Grocery retailers might be welcoming Buymie with open arms these days but that wasn’t always the case. When the plucky outsider first started out, there were plenty of detractors. One of the State’s largest retailers even threatened legal action, although the entrepreneur is too diplomatic to name and shame them.

Ever the businessman he also doesn’t rule out working with them in the future.

“The legal threat was totally left field. We really didn’t expect that although maybe we were a bit naive but it was a really stressful time. I was doing grocery orders for up to 10 hours a day, every day and also trying to deal with legal letters from large corporate bodies who ultimately wanted our business to cease trading. We actually lost another co-founder at that time over it,” says Hughes.

“When I look back on it now, we found ourselves being accidental disruptors and found ourselves having to deal with the sector belatedly realising the game had changed. We actually ran out of money in June 2017 and Buymie was pretty much dead unless I could get the backing of some serious industry players,” he adds.

A turning point came when Hughes won the backing of consumer goods giant Unilever, which recognised all the same trends the start-up was seeing. It invested €100,000 in the company just to keep it afloat but that was enough to pique the interest of other backers, including former RTÉ Dragons' Den investor and Superquinn chairman Eamonn Quinn, and Scott Weavers-Wright, who ran Morrisons online channel after the supermarket acquired his company, Kiddiecare, for £70 million.

Many others have since joined them and investment to date now stands at €10.5 million. Buymie has also won over a significant number of retailers as partners, among them Dunnes, which Hughes admits was not an easy win.

“It was a long courtship,” he says.

“Dunnes Stores is an incredibly unique business because it is the only founder-family run grocery business still in our lives. We have shared industry knowledge with them for many years and they are a very thoughtful business. They don’t enter into things lightly,” says Hughes.

Transactional shopping

As the entrepreneur sees it, online is challenging for all grocery retailers because, while much of the market is moving online, basket sizes are shrinking and there is much more transactional shopping.

“It is a rapidly expanding market and the balance sheets of these major companies have struggled with the capital expenditure requirements required to meet the demand. Specifically where we add value for our partners is with same-day delivery.

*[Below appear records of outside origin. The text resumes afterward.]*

PR #2628, opened 2024-05-10
Use ImageSource instead of BitmapId everywhere

pauldendulk:
In previous PRs it was made possible to load image streams through a url. The underlying idea of working with such a url is that this url itself could serve as the key for the cache, not needing a bitmapId. The first implementation of bitmapPath did not work like that yet. BitmapPath's were also assigned a bitmapId. So in the case of bitmapPath's this was an extra layer on top of the bitmapPath. This PR attempts to remove that. I introduced a BitmapPathRegistry that should function like that. Eventually this may replace the BitmapRegistry entirely.

This is just te beginnen of a rewrite of the mechanism to cache bitmapPath. I split off a new BitmapPathRegistry which should only store bitmapPath items. So in todays version we have two mechanisms which does not make this better right away.


Mapsui.Rendering.Skia/Cache/RenderBitmapRegistry.cs
```diff
@@ -5,70 +5,90 @@
...
 
-public sealed class RenderBitmapRegistry(BitmapRegistry instance) : IBitmapRegistry
+public sealed class RenderBitmapRegistry(
+    BitmapRegistry bitmapRegistry, BitmapPathRegistry bitmapPathRegistry) : IRenderBitmapRegistry
 {
-    private ConcurrentHashSet<int>? _createdImages = new();
-
+    private readonly ConcurrentHashSet<int> _createdImages = [];
+    private readonly ConcurrentHashSet<string> _createdBitmapPathImages = [];
+    private bool _disposed;
```
pauldendulk, line 13: Now working with two caches here. This is temporary.

Mapsui.Rendering.Skia/Cache/RenderService.cs
```diff
@@ -9,15 +9,15 @@ public RenderService(int capacity = 10000)
...
+        BitmapRegistry = new RenderBitmapRegistry(Styles.BitmapRegistry.Instance, BitmapPathRegistry.Instance);
         VectorCache = new VectorCache(this, capacity);
     }
 
     public ISymbolCache SymbolCache { get; }
     public IVectorCache VectorCache { get; }
     public ITileCache TileCache { get; }
     public ILabelCache LabelCache { get; }
-    public IBitmapRegistry BitmapRegistry { get; }
+    public IRenderBitmapRegistry BitmapRegistry { get; }
```
pauldendulk, line 20: Splitting things up in the phase.

pauldendulk:
This ended up as a very big yak shaving. The purpose was to *use ImageSource instead of BitmapId everywhere* but this led to some additional work. 

In the previous situation the interface depended on skia objects. There was no explicit dependency but the skia objects were passed into the platform independent styles with object pointers and where cast back to skia objects in the renderer. This kind of dependency on skia should be in the custom renderers only. This was the case in a number of classes, and was reflected in the object pointers used in the SymbolCache. 

In the previous situation we used a singleton for the BitmapRegistry, which made it hard to track its logic. This has been replaced with regular instances used as cache. More work needs to be done on caches, but this is something for v6 where we will look at the rendering logic.

Caching of tiles is now separated from caching of symbols. Although they are both images they are treated in quite different ways.

The CustomSvgStyleSample also depended on such logic. To get the same functionality it is now possible to use the SymbolStyle.SvgFillColor and SymbolStyle.SvgStrokeColor, and it is a lot simpler for users to do so. This is in itself quite a big feature.

The CalloutStyle logic has been rewritten. It is now possible to create the callout outline and to put it around a custom SKPicture. Eventually I think that any style should be immutable, and that changes in the appearance should come from the feature data. This will take some more iterations, probably not before the release of v5.

Sprite logic has been rewritten. You can now specify a region to be sampled from the ImageSource.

Retailers may be able to do next-day, but we are the only service that can do large baskets in such a short time,” he adds.

Born in Dunshaughlin, Co Meath, and now living in Stillorgan with his wife Laiz Ferreira-Hughes and of course, Dorian, the 32-year-old admits to being a risk taker, something he thinks may stem in part from having parents who were keen on skydiving.

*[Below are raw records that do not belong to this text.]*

PR #2630, opened 2024-05-10
Feature: Gpu Acceleration for Uno

inforithmics:
Added UseGpu to Uno so that it can run on Gpu on Android, Wasm and iOS


Mapsui.UI.WinUI/MapControl.cs
```diff
@@ -42,15 +55,29 @@ public MapControl()
             // The commented out code crashes the app when MouseWheelAnimation.Duration > 0. Could be a bug in SKXamlCanvas
             //if (Dispatcher.HasThreadAccess) _canvas?.Invalidate();
             //else RunOnUIThread(() => _canvas?.Invalidate());
-            RunOnUIThread(() => _canvas?.Invalidate());
+            RunOnUIThread(() =>
+            {
+                _canvas?.Invalidate();
+#if HAS_UNO_WINUI
```
charlenni, line 61: The idea behind UseGPU was to select CPU or GPU while runtime. If you set UseGPU before creating MapControl, then it would select the right view. If you do it by your way, you have to select it at compiletime.

inforithmics: This line is here to remove this code from the WinUI target. Because the Code is shared here with Uno.

The Conditional Compiliation is used only for setting the default values of useGpu.
Currently it is supported in Android iOS and WebAssembly on Windows it isn't supported yet.

charlenni: But this isn't correct. You use the conditional compilation also for adding code. Eg. in this case you add or remove the code for invalidation of the GPU view by conditional compilation and not by checking the flag UseGPU. This makes it harder to add the functionality later.

inforithmics: You are right, I have changed the Code now can you have again a Look at it.

#if HAS_UNO_WINUI is used for code that is only valid in Uno.Winui because the Control is shared between Uno.WinUI and WinUI.

Mapsui.UI.WinUI/MapControl.cs
```diff
@@ -29,29 +29,47 @@ namespace Mapsui.UI.WinUI;
...
-        };
+        // The commented out code crashes the app when MouseWheelAnimation.Duration > 0. Could be a bug in SKXamlCanvas
+        //if (Dispatcher.HasThreadAccess) _canvas?.Invalidate();
+        //else RunOnUIThread(() => _canvas?.Invalidate());
 
         Background = new SolidColorBrush(Colors.White); // DON'T REMOVE! Touch events do not work without a background
-
-        Children.Add(_canvas);
+#if HAS_UNO_WINUI
+        if (UseGPU)
```
pauldendulk, line 52: The `#if`s make the code hard to read. The indentation problem makes it worse. I propose to keep the UseGPU field outside the `#if` scope so that it is available on all platforms and would throw an exception if not available. The main code would be the same. Also from the users perspective this may be better, the exception can inform the developer. I was already considering moving UseGPU to the shared project so that it is available everywhere (but not implemented everywhere).  

Perhaps there are also other ways to rewrite this to reduce the invasiveness of the `#if`s. The way things is split up in methods may need to be altered. The main code should be easy to read, the different implementations should be some differences in the details.

pauldendulk (changes requested):
Great work. I have one remark wrt the #ifs

Mapsui.UI.Uno.WinUI/SKSwapChainPanel.cs
```diff
@@ -0,0 +1,24 @@
+#if !HAS_UNO_WINUI
```
pauldendulk: It's a lot better like this!

pauldendulk (approved):

PR #2635, opened 2024-05-14
Fixed: MultiPolygons in WFS Services only loaded the First Polygon (4.1)

inforithmics:
Fixed: MultiPolygons in WFS Services only loaded the First Polygon (4.1)


pauldendulk (approved):
Great

PR #2639, opened 2024-05-18
Update Uno:  to Version 5.2.121 (for fixing build)

inforithmics:


pauldendulk (approved):
Great thanks. 

On my closed source projects where I use gitlab and build in dockers my builds never break through outside changes (well hardly ever). In the dotnet frontend world this seems to be an accepted thing. I think this is bad practice. Is there anything that we can do in our build configurations that reduces this problem?

Issue #2638, opened 2024-05-15
[UNO] MapInfo tapable area is off from symbol


mcocaroUX:
**Mapsui Version**
Mapsui.Uno.WinUI - 4.1.6

**Mapsui Platform**
UNO Platform

**Device**
This bug is only ocurring in iPhone Mini 12/13

**Describe the bug**
It seems that the tappable area that triggers MapInfo is slightly offset downwards. If you tap on the top half of the symbol, it doesn't trigger, but it does when tapping the bottom area or a few pixels below it.

**To Reproduce**
1. Tap the top half of the Red Circle
2. Notice how MapInfo doesn't trigger

**Expected behavior**
MapInfo should trigger when tapped on any part of the symbol.

inforithmics:
Is the red circle in the samples or can you provide a sample project which displays the behavior.

charlenni:
Please check, if you tap on a point, that is drawn by the symbol. If the symbol is transparent at that position, then Mapsui doesn't raise an event.

mcocaroUX:
@inforithmics Sorry about that, I missed to add the repro project. [MapsuiTapIssue.zip](https://github.com/Mapsui/Mapsui/files/15334664/MapsuiTapIssue.zip)

@charlenni The symbol isn't transparent.

pauldendulk:
You say 'only on iPhone Mini`. Did you only test it there or could you confirm it does not occur on other iPhones?

I have no time to dive into this issue, but [here](https://github.com/unoplatform/uno/issues/11944) is a (fixed) bug with some similarities. Don't think it is the same one, but it might be good to get some idea about what could be at play. Also a top bar  might be an issue, on iOS or in your app code. 

btw, do you see the same issue if you run our samples on the iPhone mini? (Mapsui.Samples.Uno.WinUI "Demo" "Map Info")

And can do you see the same problem if you run it with Mapsui Blazor in the browser:
- V4: https://mapsui.com/samples/
- V5: https://mapsui.com/v5/samples/

inforithmics:
@mcocaroUX I tried an iPhone 12 it worked i tried simulator iphone se and ipad mini and it worked too.

So my questsions: 
1. What iOS Version is on this iPhone mini. Is it updated to the latest iOS Version?
2. Have you used .NET 8.0.300 with newest iOS Workload dotnet `workload install maui ios` Because this/last week .NET 8.0.300 came out. (Visual Studio isn't updated yet to that Version).

[...]

PR #2640, opened 2024-05-19
Fix: Click Position and Hit Detection on iPhone Mini

inforithmics:
Things done:
1) Added a sample that shows where the mouse is clicked.
2) Added Fix for iOS Mini
3) Disabled GPU Rendering for iOS because in iPhone Mini it is totally broken.
4) Fixes this https://github.com/Mapsui/Mapsui/issues/2638


Samples/Avalonia/Mapsui.Samples.Avalonia.iOS/Info.plist
```diff
@@ -13,7 +13,7 @@
 	<key>LSRequiresIPhoneOS</key>
 	<true/>
 	<key>MinimumOSVersion</key>
-	<string>10.0</string>
+	<string>13.0</string>
```
inforithmics, line 16: Discovered that the min ios Version has changed to version 13

Tests/Mapsui.Tests.Common/Maps/TouchPointSample.cs
```diff
@@ -0,0 +1,112 @@
...
+using Mapsui.Widgets.BoxWidgets;
+using Color = Mapsui.Styles.Color;
+using HorizontalAlignment = Mapsui.Widgets.HorizontalAlignment;
+using VerticalAlignment = Mapsui.Widgets.VerticalAlignment;
+
+namespace Mapsui.Tests.Common.Maps;
+
+public class TouchPointSample : ISample
+{
+    private static Map _map;
```
pauldendulk, line 19: Why does the _map need to be static?

Tests/Mapsui.Tests.Common/Maps/TouchPointSample.cs
```diff
@@ -0,0 +1,112 @@
...
+    private TextBoxWidget _label;
```
pauldendulk, line 20: Not sure if you want this to be merged because it is mainly to show a bug. But if this is merged we should get rid of nullable and reassignment warnings.

pauldendulk (changes requested):
Not sure if you want to merge this, but if so try to fix the warnings.

Tests/Mapsui.Tests.Common/Maps/TouchPointSample.cs
inforithmics: fixed

Tests/Mapsui.Tests.Common/Maps/TouchPointSample.cs
inforithmics: fixed

pauldendulk (approved):

PR #2644, opened 2024-05-22
[4.1] Fix: Uno iPhone Mini Hit Detection

inforithmics:
Fixes this https://github.com/Mapsui/Mapsui/issues/2638


pauldendulk (approved):
Great you could fix this even though it probably originates in a bug in uno.

PR #171, opened 2021-03-04
Fix golangci github action

mpryc:
Pin golangci-lint to the latest stable version and increase
default timeout which was 1m.


stuggi (approved):
/lgtm

PR #172, opened 2021-03-04
SRIOV integration for OpenStackVmSets

abays:
NOTE: This will require changes to dev-tools before it should ever be merged!  Among them:

- Logic to install SRIOV network operator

As he looks ahead, he expects to have to take plenty more risks as the business grows, especially if he wants to take it as far as he envisages.

“In five years’ time, we’ll be the number one grocery ecommerce platform in Ireland and will be a much bigger business than we are now,” he says.

“One of my personal milestones is that I’ll take Buymie public. We’re a long way from that at the moment but it is something I believe is achievable,” Hughes adds.